| Exercise instructions |
Take the material below and restate it word for word, stopping after the line in which "This patch replaces" occurs.

| Materials provided |
□ □ □
PR #1530, opened 2022-04-26
Replace community image with OpenShift's

nak3:
This patch replaces community image with OpenShift's.

CI sometimes fails due to timeout with `ContainerCreating` as ([log](https://prow.ci.openshift.org/view/gs/origin-ci-test/pr-logs/pull/openshift-knative_serverless-operator/1530/pull-ci-openshift-knative-serverless-operator-main-4.10-operator-e2e-aws-ocp-410/1518842222026428416)):

```
serverless-tests2                                  kube-helloworld-go-5d86cf49cd-fh77q                               0/1     ContainerCreating   0             8m7s    <none>         ip-10-0-136-64.ec2.internal    <none>           <none>
```

The CI log did not say the exact reason why it took so long to start the container but the failed pod always uses community image which is larger.

(community image) https://console.cloud.google.com/gcr/images/knative-samples/global/helloworld-go
(openshift image) https://quay.io/repository/openshift-knative/hello-openshift?tab=tags

So it is worth to use OpenShift image.

Also, I think we should use OpenShift image rather than community image.

PR #1531, opened 2022-04-26
use quay mirror of helloworld-go in tests

maschmid:
gcr.io seems to be terribly slow today, causing timeouts. We should use quay by default anyway.

### DIFF
--- a/test/eventinge2e/source_to_ksvc_test.go
+++ b/test/eventinge2e/source_to_ksvc_test.go
@@ -14,7 +14,7 @@ import (
 
 const (
 	pingSourceName    = "smoke-test-ping"
-	image             = "gcr.io/knative-samples/helloworld-go"
+	image             = "quay.io/openshift-knative/helloworld-go"
 	helloWorldService = "helloworld-go"
 	helloWorldText    = "Hello World!"
 	ksvcAPIVersion    = "serving.knative.dev/v1"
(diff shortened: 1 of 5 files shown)


nak3:
Oh, thank you! I also saw an issue in our CI ans sent https://github.com/openshift-knative/serverless-operator/pull/1530.
But your PR is better :smile: Let's merge yours.

maschmid:
> Oh, thank you! I also saw an issue in our CI and sent #1530. But your PR is better smile Let's merge yours.

Ah! Sorry, I didn't notice that one. I agree, let's merge this one if it works first, and we can perhaps switch to "hello-openshift" later to consolidate the test images.

nak3:
`openshift-knative/helloworld-go` does not have `latest` tag so it seems CI fails to pull the image :thinking: 
https://quay.io/repository/openshift-knative/helloworld-go?tab=tags

I also cannot pull it in my local :sweat_drops: 
```
$ docker pull quay.io/openshift-knative/helloworld-go
Using default tag: latest
Error response from daemon: manifest for quay.io/openshift-knative/helloworld-go:latest not found: manifest unknown: manifest unknown
```

maschmid:
OK, I have pushed :latest (retagged the current gcr.io/knative-samples/helloworld-go:latest )

PR #1537, opened 2022-04-29
Disable tracing by default

mgencur:
* This will only install Tracing and enable it in KnativeServing and KnativeEventing CR when running tests in CI
* The make targets that are usually used locally (make install etc.) will not enable tracing
* The `install-all` target has been modified to install everything including Tracing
□ □ □
| Written reply |
PR #1530, opened 2022-04-26
Replace community image with OpenShift's

nak3:
This patch replaces community image with OpenShift's.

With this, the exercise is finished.